Who is … ?

Not quite Twurp’s Peerage but a Who’s Who of the Varnish Cache project.

Anders Berg

Blame Anders! He is the one who got the crazy idea that the world needed another HTTP proxy server software, and convinced his employer, the norwegian newspaper Verdens Gang to pay for the first version to be developed.

Here is an interview with Anders about how it all began

Dag-Erling Smørgrav

DES was working at Redpill-Linpro, a norwegian UNIX/Open Source company when Anders floated his idea for a “forward HTTP cache”, he lured PHK into joining, was one of the original developers (doing Linux), project manager and release engineer for the first three years of the project, and forced us to adopt a non-US-ASCII charset from the start.

Poul-Henning Kamp

PHK, as he’s usually known, has written most of the code and come up with most of the crazy ideas in Varnish, and yet he still has trouble remembering what ‘REST’, ‘CORS’ and ‘ALPN’ means, and he flunked ‘CSS for dummies’ because he was never a webmaster or webdeveloper. He does have 30+ years of experience in systems programming, and that seems useful too.

PHK’s random outbursts has their own section in the Varnish documentation.

Per Buer

Per also worked at Redpill-Linpro, and at some point when the impedance mismatch between Linpros “normal way of doing things” and the potential of Varnish became to steep, he convinced the company to spin off Varnish Software with himself at the helm.

Do a git blame on the Varnish documentation and you will be surprised to see how much he cares about it. Very few people notice this.

Ingvar Hagelund

Ingvar works as Team Leader (read very skilled sysadmin) at Redpill-Linpro, but his passion is reading books and blogging about it, as well as RPM packaging. So every Fedora and EPEL (read RedHat and CentOS) Varnish user out there owe him a thanks or two.
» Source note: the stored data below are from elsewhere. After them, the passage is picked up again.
PR #152, opened 2018-03-27
[ADD] module to restore placeholder in partner_id field

kaerdsar:
* [ADD] module to restore placeholder in partner_id field of reconciliation widget.
* [IMP] update account_bank_statement_import_qif to show partner name even if the partner is not found.


pedrobaeza:
Please don't use plurals in names. I suggest ` account_reconciliation_widget_partner` or ` account_reconciliation_partner_placeholder`. Any way, AFAIK, there's already another placeholder in the partner combo. Can't you use that one?

kaerdsar:
@pedrobaeza Thanks for the quick check. I like account_reconciliation_partner_placeholder. Don't know about the other placeholder, but I can try to find it. Is it in other OCA module?

pedrobaeza:
I'm talking about standard, but I haven't seen yet in v11. In v10, I find a placeholder in the partner combo box:

seleccion_006

kaerdsar:
@feketemihai could you please take a look?

kaerdsar:
@pedrobaeza I see the combo box empty in the image you attached. Where did you find the placeholder?

pedrobaeza:
I know, I have taken directly a runbot v11 screenshot, but with no possibility of changing data for showing it. As said, I have seen it in v10, but not v11, so maybe it's a removed feature.

kaerdsar:
Ok, I will also check in v10 in order to compare. Thanks

feketemihai:
@pedrobaeza The ideea of the module is to have another combo in case of not matching partner... Which is done by account number,  it's a feature from v8 where Odoo made a assumption of the partner based also on partner name from imported dict... And clicking on the combo will select the partner.

feketemihai:
And it will only show when no partner matching, otherwise will not see any change.

pedrobaeza:
OK, thanks for the clarification.

feketemihai:
@pedrobaeza This is how it looks with the placeholder...
placeholder
Please see difference between partners found and the one that have partner name only

feketemihai:
@kaerdsar Can you please rename the module, not much to review since it's just a small improvement and it's working ok.

kaerdsar:
@feketemihai I already renamed the module to 'account_reconciliation_partner_placeholder'. Do you have any other suggestion for the name?

feketemihai (approved):

account_reconciliation_partner_placeholder/static/src/js/reconciliation/reconciliation_renderer.js
```diff
@@ -0,0 +1,21 @@
+odoo.define('lr_account.ReconciliationRenderer', function (require) {
```
StefanRijnhart, line 1: Would it be good convention to use the full module name for the prefix?

pedrobaeza: Yeah, I think so. We were using that as a 'de facto' convention.

pedrobaeza:
There's an opened PR in Odoo for restoring it in core, not via a module: https://github.com/odoo/odoo/pull/26172

pedrobaeza:
Closing as now there's no need of this thanks to odoo/odoo#26172

PR #142, opened 2018-01-18
11.0 mig account bank statement import ofx

njeudy:

PR #154, opened 2018-04-11
[11.0] [MIG] account_bank_statement_import_ofx

keshrath:


pedrobaeza:
Please preserve commit history following technical method explained in https://github.com/OCA/maintainer-tools/wiki/Migration-to-version-11.0

keshrath:
Thanks for the hint, I actually thought that's what happens when the pull request is initiated via Github. But I just came to the conclusion that there is already an existing pull request for this migration, so it wouldn't have been necessary :) But now I'll know it for the next time.
Keep up the good work! :)

pedrobaeza:
Indeed this a duplicate of #142

PR #156, opened 2018-04-26
[ADD] [11.0] account_bank_statement_import_mt940_pl_raiffeisen

nedaszilinskas:


pedrobaeza:
This should be in the corresponding localization repository, not here.

nedaszilinskas:
I don't understand. Where is corresponding localization repository? How its different from account_bank_statement_import_mt940_nl_ing and account_bank_statement_import_mt940_nl_rabo modules in branch 10.0?

pedrobaeza:
That's because they weren't moved. I assume this is for poland, so OCA/l10n-poland should be requested.

nedaszilinskas:
Understood. How (or who) do I request OCA/l10n-poland to be created?

nedaszilinskas:
@pedrobaeza how (or who) do I request OCA/l10n-poland to be created?

pedrobaeza:
Please send an email to contribute@odoo-community.org

okuryan:
I have sent request to create this repo

astirpe:
@pedrobaeza we already discussed about which repository should be adopted: https://github.com/OCA/bank-statement-import/pull/95
This repository (bank-statement-import) is correct for this module. Moving the module to a localization repository is not required IMO.

pedrobaeza:
Again this is something specific of the country. It shouldn't be here. The other time you argue it can be for other countries, and I don't continue with the debate for avoiding flames, but my points are still totally valid.

nedaszilinskas:
@pedrobaeza @astirpe , kindly, so what is the final call on this?

pedrobaeza:
I said my preference, but I don't want to block.

feketemihai:
@astirpe @okuryan @nedaszilinskas @pedrobaeza  We already had this problem with romania and Croatia localisation, and the modules were moved into localisation, even it was banking, currency updates... So I think we should keep the same approach. So I vote for moving to localisation just like @pedrobaeza .

PR #111, opened 2017-05-23
IMP account_bank_statement_import_camt: handle transaction grouping in camt files

eLBati:
ported from https://github.com/OCA/bank-statement-import/pull/102

PR #165, opened 2018-07-17
[FIX] `ref` from 10.0 is called `eref` in 8.0

hbrunn:
when merging #111, we overlooked that `ref` is called `eref` in 8.0


pedrobaeza:
Fast-tracking this

PR #171, opened 2018-08-09
[10.0][FIX] fix disambiguation in account_bank_statement_import_camt …

ghost:
…module name

We have the same module name `account_bank_statement_import_camt` for enterprise
https://github.com/odoo/enterprise/tree/10.0/account_bank_statement_import_camt
as for OCA
https://github.com/OCA/bank-statement-import/tree/10.0/account_bank_statement_import_camt
this two modules can't be installed simultaneously.


pedrobaeza:
The problem here is that we are changing a module that is in a stable branch, and thus we will break all the people that are using it currently. The solution I see is to let a symbolic link to the old name, so we have both.

README.md
```diff
@@ -12,7 +12,7 @@ Available addons
 ----------------
 addon | version | summary
 --- | --- | ---
-[account_bank_statement_import_camt](account_bank_statement_import_camt/) | 10.0.1.1.3 | CAMT Format Bank Statements Import
+[account_bank_statement_import_camt_oca](account_bank_statement_import_camt_oca/) | 10.0.1.1.3 | CAMT Format Bank Statements Import
```
pedrobaeza: No need to change this. It's done automatically.

account_bank_statement_import_camt_details/__manifest__.py
```diff
@@ -9,7 +9,7 @@
     'website': 'https://github.com/OCA/bank-statement-import',
     'category': 'Banking addons',
     'depends': [
-        'account_bank_statement_import_camt',
+        'account_bank_statement_import_camt_oca',
```
pedrobaeza: Don't change this dependency for the reasons stated.

account_bank_statement_import_camt_oca/i18n/account_bank_statement_import_camt.pot
```diff
@@ -0,0 +1,50 @@
+# Translation of Odoo Server.
```
pedrobaeza: This should be renamed also to `_oca`

pedrobaeza (changes requested):

ghost:
@pedrobaeza now better?

pedrobaeza:
@StefanRijnhart @hbrunn what do you think about this?

leemannd:
Hello @simahawk @yvaucher @gurneyalex can we have your feedback?

account_bank_statement_import_camt/i18n/account_bank_statement_import_camt_oca.pot
```diff
@@ -0,0 +1,50 @@
+# Translation of Odoo Server.
```
simahawk, line 1: this file still have `_oca`

simahawk: plus, is it really needed?

simahawk (changes requested):

simahawk:
the symlink seems an hack but probably is the cheapest way to get to the result.
Not sure about the side effects tho...

account_bank_statement_import_camt/i18n/account_bank_statement_import_camt_oca.pot
ghost: because we in `account_bank_statement_import_camt_oca.pot`
Only things we can have is translation problem.

yvaucher:
@oleksandrpaziuk could you detail a bit more the description of this PR.
My guess is that 2 modules have the same names. Can you confirm? 

If so, are they compatible? To be known, if 2 modules have the same name the first to appear in the addons_path will be used. But it would make a conflict on app.odoo.com thus a renaming is indeed advised.

ghost:
@yvaucher description updated a little bit.

yvaucher:
"this two modules can't be installed simultaneously."

@oleksandrpaziuk to clarify your description do we need them to be installable both at the same time? or one will superseed the other?

To extend my thinking: in Odoo 9.0 we had a module named `web` on both enterprise and core. When installing enterprise you would superseed the core one. In this case I wonder if it can work.

It could, but we might want to ensure

1. no confusion about the enterprise module and the OCA module
2. That noone breaks by inadvertance the law in respect of dependencies with *GPL licenses and proprietary code.
3. the OCA module becomes available on apps.odoo.com.

I think this needs to be renamed anyway.

yvaucher (approved):

ghost:
@yvaucher No, we don't need to install them at the same time. But if you have them both somehow in the system it requires extra moves to remove one and install another with `.cfg` file manipulation. So that is why my proposition is to remove this extra moves by adding the symlink with the different name. 

P.S.
But as practice shows, if use this solution inside docker container it requires explicit recreation of symlink because docker doesn't support related symlink that added as the code.
```
RUN rm -f .../bank-statement-import/account_bank_statement_import_camt_oca && \
    ln -rs .../bank-statement-import/account_bank_statement_import_camt \
           .../bank-statement-import/account_bank_statement_import_camt_oca
```

PR #462, opened 2022-04-13
[15.0][MIG]account_statement_import_online

manuelregidor:
Standard migration.

PR #463, opened 2022-04-13
[15.0][MIG]account_statement_import_online_ponto

manuelregidor:
Standard migration.
Depends: https://github.com/OCA/bank-statement-import/pull/462


HaraldPanten (approved):
Tested in production environment. Works like a charm

PR #468, opened 2022-05-17
[FIX] account_bank_statement_import_paypal don't declare standard python

hbrunn:
this fixes runboat builds, as there's no package called `csv` to install, and won't hurt anywhere else because `csv` is part of python's standard lib


NL66278 (approved):
:+1: LGTM And has already been succesfully changed in other places.

pedrobaeza (approved):

Issue #481, opened 2022-08-05
Automatic partner detection on bank statement lines


alexis-via:
I would like to discuss partner detection on bank statement lines when importing bank statements via file import (OFX, Camt, ...) AND by online import (Ponto, Qonto, ...).

The code that handle partner detection:

- in account_statement_import, there is native support for automatic partner detection using account number, cf https://github.com/OCA/bank-statement-import/blob/14.0/account_statement_import/wizard/account_statement_import.py#L281 If you want to add other detection methods, you have to inherit _complete_stmts_vals() from account.statement.import, cf https://github.com/OCA/bank-statement-import/blob/14.0/account_statement_import/wizard/account_statement_import.py#L289

- in account_statement_import_online (which depends on account_statement_import), there is native support for automatic partner detection using account number, cf https://github.com/OCA/bank-statement-import/blob/14.0/account_statement_import_online/models/online_bank_statement_provider.py#L366 If you want to add other detection methods, you have to inherit _get_statement_filtered_lines from online.bank.statement.provider cf https://github.com/OCA/bank-statement-import/blob/14.0/account_statement_import_online/models/online_bank_statement_provider.py#L256 (I didn't try it yet, but I don't see a better way).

Once in a while, he also trawls the internet checking for the rate of Varnish adoption among top web sites.

Stig Sandbeck Mathisen

Stig works at Redpill-Linpro and is the guy in charge of packaging Varnish for Debian, which means Ubuntu users owe him a thanks also. Besides this, he maintains VCL-mode for emacs and is generally a nice and helpful guy.

Tollef Fog Heen

Tollef was product owner and responsible for Varnish while working for Redpill-Linpro. later tech lead at Varnish Software and held the Varnish release manager helmet for a few years. His experience with open source (Debian, Ubuntu and many others) brought sanity to the project in ways that are hard to measure or describe.

Kristian Lyngstøl

Kristian was the first Varnish SuperUser, and he quite literally wrote the book, while giving Varnish courses for Redpill-Linpro, and he pushed boundaries where no boundaries had been pushed before which caused a lot of improvements and “aha!” moments in Varnish.

Artur Bergman

Artur ran Wikias webservers and CDN when he discovered Varnish and eagerly adopted it, causing many bugreports, suggestions, patches and improvements. At some point, he pivoted Wikias CDN into the Varnish based startup-CDN named Fastly

Kacper Wysocki

Kacper was probably the first VCL long program writer. Combine this with an interest in security and a job at Redpill-Linpro and he turned quickly into the author of security.vcl and, later, the Varnish Security Firewall. He does not have any commits in Varnish and still has managed to drive quite a few changes into the project. Similarly, he has no idea or has even thought about asking for it, and still is being added here He maintains the VCL grammar in BNF notation, which is an unexploited gold mine.

Nils Goroll

aka ‘slink’ is the founder of UPLEX, a five-head tech / consultancy company with negative to zero marketing (applied for entry into the “Earth’s worst company homepage” competition). He fell in love with Varnish when he migrated Germany’s Verdens Gang counterpart over a weekend in March 2009 and, since then, has experienced countless moments of pure joy and happiness when, after struggling for hours, he finally understood another piece of beautiful, ingenious Varnish code.

Nils’ primary focus are his clients and their projects. He tries to make those improvements to Varnish which matter to them.

Martin Blix Grydeland

Martin was the first full-time member of the C-team at Varnish Software. He is the main responsible for the amazing revamp of the logging facilities and utilities in the 4.0 cycle and later the storage rework. Besides that he fixes lots of bugs, knows varnishtest better than most, writes vmods and is the Varnish Cache Plus architect.

Lasse Karstensen

Lasse is the current release manager and stable version maintainer of Varnish Cache. When not doing that, he maintains build infrastructure and runs the Varnish Software C developer team in Oslo.

Geoff Simmons

Geoff started working at UPLEX in 2010 and soon learned to love Varnish as much as slink does. Since then he’s been contributing code to the project, writing up various VMODs (mostly about regular expressions, blobs, backends and directors), developing standalone applications for logging that use Martin’s VSL API, and adding custom patches to Varnish for various customer needs. He spends most of his days in customer projects as “the Varnish guy” on the operations teams.